ALBRECHT DÜRER

The Babylonian Whore

circa 1496-98
Woodcut
39.2 x 27.8 cm (15 ³/₈ x 11 inches)
monogrammed


Provenance


Reverend  J. Burleigh James (Lugt 1425)
Henry Foster Sewall (Lugt 1309)
Pierre Sentuc (Lugt 3608)

Full Description


Plate 15 from the series >The Apocalypse<
Latin text edition of 1511


Brilliantly deep black, unusually homogeneously printed impression of rare beauty.

With 7-9 mm paper margin around the framing line. In quite excellent condition.

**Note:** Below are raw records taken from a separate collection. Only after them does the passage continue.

PR #5961, opened 2015-06-12
Add --force-generic-extractor

dstftw:
For some extractors that are hard to workout a good `_VALID_URL` we use very vague and unrestrictive ones, e.g. just allowing anything after hostname and capturing part of URL as id.
If some of these extractors happen to have a video embed of some different hoster or platform
and this scenario was not handled in extractor itself we end up with inability to download this embed
until extractor is fixed to support embeds of this kind.
Forcing downloader to use the generic extractor can be a neat temporary solution for this problem.

**Example:**
[5-tv](https://github.com/rg3/youtube-dl/blob/master/youtube_dl/extractor/fivetv.py) extractor with [Tvigle](https://github.com/rg3/youtube-dl/blob/master/youtube_dl/extractor/generic.py#L1324-L1328) embed (may be georestricted to Russia)
http://www.5-tv.ru/rabota/broadcasts/48/

### DIFF
--- a/youtube_dl/YoutubeDL.py
+++ b/youtube_dl/YoutubeDL.py
@@ -627,15 +627,14 @@ class YoutubeDL(object):
             info_dict.setdefault(key, value)
 
     def extract_info(self, url, download=True, ie_key=None, extra_info={},
-                     process=True):
+                     process=True, force_generic_extractor=False):
         '''
         Returns a list with a dictionary for each video we find.
         If 'download', also downloads the videos.
         extra_info is a dict containing the extra values to add to each result
         '''
 
-        if not ie_key and self._force_generic_extractor_required:
-            self._force_generic_extractor_required = False
+        if not ie_key and force_generic_extractor:
             ie_key = 'Generic'
 
         if ie_key:
@@ -663,7 +662,7 @@ class YoutubeDL(object):
                     }
                 self.add_default_extra_info(ie_result, ie, url)
                 if process:
-                    return self.process_ie_result(ie_result, download, extra_info)
+                    return self.process_ie_result(ie_result, download, extra_info, force_generic_extractor=False)
                 else:
                     return ie_result
             except ExtractorError as de:  # An error we somewhat expected
@@ -688,7 +687,7 @@ class YoutubeDL(object):
             'extractor_key': ie.ie_key(),
         })
 
-    def process_ie_result(self, ie_result, download=True, extra_info={}):
+    def process_ie_result(self, ie_result, download=True, extra_info={}, force_generic_extractor=False):
         """
         Take the result of the ie(may be modified) and resolve all unresolved
         references (URLs, playlist items).
@@ -716,7 +715,8 @@ class YoutubeDL(object):
             return self.extract_info(ie_result['url'],
                                      download,
                                      ie_key=ie_result.get('ie_key'),
-                                     extra_info=extra_info)
+                                     extra_info=extra_info,
+                                     force_generic_extractor=force_generic_extractor)
         elif result_type == 'url_transparent':
             # Use the information from the embedding page
             info = self.extract_info(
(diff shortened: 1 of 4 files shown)


youtube_dl/YoutubeDL.py
```diff
@@ -633,6 +635,10 @@ def extract_info(self, url, download=True, ie_key=None, extra_info={},
         extra_info is a dict containing the extra values to add to each result
         '''
 
+        if not ie_key and self._force_generic_extractor_required:
+            self._force_generic_extractor_required = False
```
jaimeMF: I think that this line would produce unexpected results with multiple urls. The first one would use the generic extractor and the rest would use the normal extractors. (I may have misunderstood it)

dstftw: Good catch. Fixed in 9f4323252abade4f10b0884682f92cedc78b4d4a.

jaimeMF:
I'd prefer to not introduce a global state with `_force_generic_extractor_required`. Implementing multiple concurrent downloads/extraction would be more difficult.

Do you think it can be implemented with a different approach?

dstftw:
Sure it can, we'll just need to pass it as argument all over.

dstftw:
Generally, I agree on concurrency, but we already have some [global state](https://github.com/rg3/youtube-dl/blob/master/youtube_dl/YoutubeDL.py#L277-L286) that we'll need to get rid of if we eventually will implement parallel downloading.

jaimeMF:
> Sure it can, we'll just need to pass it as argument all over.

I guess it could be a bit ugly, but I think we should compare both solutions

> Generally, I agree on concurrency, but we already have some global state that we'll need to get rid of if we eventually will implement parallel downloading.

Form those, I think that the only two that are problematic are `_download_retcode` and `_num_downloads`, i wouldn't expect the rest to cause too much issues.

dstftw:
Replaced global state with argument passing in 61aa5ba36eea3b7cf8c3570ab33604dd2c13b855.

youtube_dl/YoutubeDL.py
```diff
@@ -683,7 +687,7 @@ def add_default_extra_info(self, ie_result, ie, url):
             'extractor_key': ie.ie_key(),
         })
 
-    def process_ie_result(self, ie_result, download=True, extra_info={}):
+    def process_ie_result(self, ie_result, download=True, extra_info={}, force_generic_extractor=False):
```
jaimeMF: If we are always setting it to `False` I think we can remove the parameter from process_ie_result until we actually need it.

dstftw: Right, missed that. Fixed in 0072afc.

dstftw: However, we may probably need it for url_transparent, playlist and compat_list.

atomicdryad:
Works great on http://www.pbs.org/newshour/bb/terrorism-jan-june10-cia_01-05/

A --generic-fallback option would be great, too: it could be set as a default, and cause GenericIE to run if a site-specific extractor fails (and would likely require blacklisting said extractor, or just running everything after find_video)

dstftw:
>A --generic-fallback option would be great, too: it could be set as a default, and cause GenericIE to run if a site-specific extractor fails

That's a great idea.

dstftw:

jaimeMF:
Only one comment, I would keep the warning so that users don't get surprised if it fails.

dstftw:
Well, generally this warning sounds little bit misleading when `--force-generic-extractor` is used since it does not actually *fallback*. Moreover, users who are going to use this have to clearly understand the intention and be aware of the consequences. However, probably different message will suit it better, like `Forcing on generic information extractor.`?

jaimeMF:
Using a different message sounds good.

dstftw:
Added custom message. Thanks.

PR #5966, opened 2015-06-13
Added support for Geeks and Sundry

ciferkey:
Added support for Geeks and Sundry.

For issue https://github.com/rg3/youtube-dl/issues/5946


dstftw:
I suggest you to read [this](https://github.com/rg3/youtube-dl#developer-instructions) in the first place.

PR #5970, opened 2015-06-13
Brightcove extractor: support customBC.createVideo(...); method (america.aljazeera.com and others)

atomicdryad:
found in http://www.americanbar.org/groups/family_law.html and
http://america.aljazeera.com/watch/shows/america-tonight/2015/6/exclusive-hunting-isil-with-the-pkk.html


dstftw:
Thanks. Merged with some improvements.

According to Wölflin, the composition is the earliest sheet in the series, perhaps the beginning of the whole work lies here. That would mean that the artist was particularly attracted to this subject... For the Whore, the beautiful, alluring woman, Dürer used the drawing after a Venetian woman, which he had drawn on the spot. His imagination couldn't find a more seductive type. How often since then, until Gabriele d'Annuncio, Venice has been sung about as the city of lust! - The astonished, prejudiced crowd, to whom the seduction is directed, has been formed according to individual characters. One thinks of Signorelli's simultaneous depiction of the Antichrist in Orvieto. A monk is the only one who immediately piously fell on his knees before the whore.